BAGUINEDA: When rice farmers started producing yields nine times larger than normal in the Malian desert near the famed town of Timbuktu a decade ago, a passerby could have mistaken the crop for another desert mirage.
Rather, it was the result of an engineering feat that has left experts in this impoverished nation in awe — but one that has yet to spread widely through Mali’s farming community.
“We must redouble efforts to get political leaders on board,” said Djiguiba Kouyaté, a coordinator in Mali for German development agency GIZ.
With hunger a constant menace, Malians are cautiously turning to a controversial farming technique to adapt to the effects of climate change.

 

Dubbed the System of Rice Intensification (SRI), the new method was pioneered in Madagascar in 1983. It involves planting fewer seeds of traditional rice varieties and taking care of them following a strict regime.
Seedlings are transplanted at a very young age and spaced widely. Soil is enriched with organic matter, and must be kept moist, though the system uses less water than traditional rice farming.
Up to 20 million farmers now use SRI in 61 countries, including in nearby Sierra Leone, Senegal and Ivory Coast, said Norman Uphoff, of the SRI International Network and Resources Center at Cornell University in the US.
But, despite its success, the technique has been embraced with varying degrees of enthusiasm.
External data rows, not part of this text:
PR #7133, opened 2025-03-25
test: remove certs script

ndhoule:
We currently have a `certs` npm script that generates self-signed
certificates for use in a single zisi test. This script must be run
before running tests, otherwise the zisi test in question will fail.

This changeset moves this certificate generation into a test helper
function, ensuring that a certificate will always be available when
needed by a test.

It would probably be simpler to instead generate a certificate that
never expires and inline it into the fixture (eliminating the need for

Uphoff said that is because it competes with the improved hybrid and inbred rice varieties that agricultural corporations sell.
For Faliry Boly, who heads a rice-growing association, the prospect of rice becoming a “white gold” for Mali should spur on authorities and farmers to adopt rice intensification.
The method could increase yields while also offering a more environmentally-friendly alternative, including by replacing chemical fertilizers with organic ones, he said.
He also pointed out that rice intensification naturally lends itself to Mali’s largely arid climate.

FACTOID

Up to 20 million farmers now use rice intensification in 61 countries, including in nearby Sierra Leone, Senegal and Ivory Coast.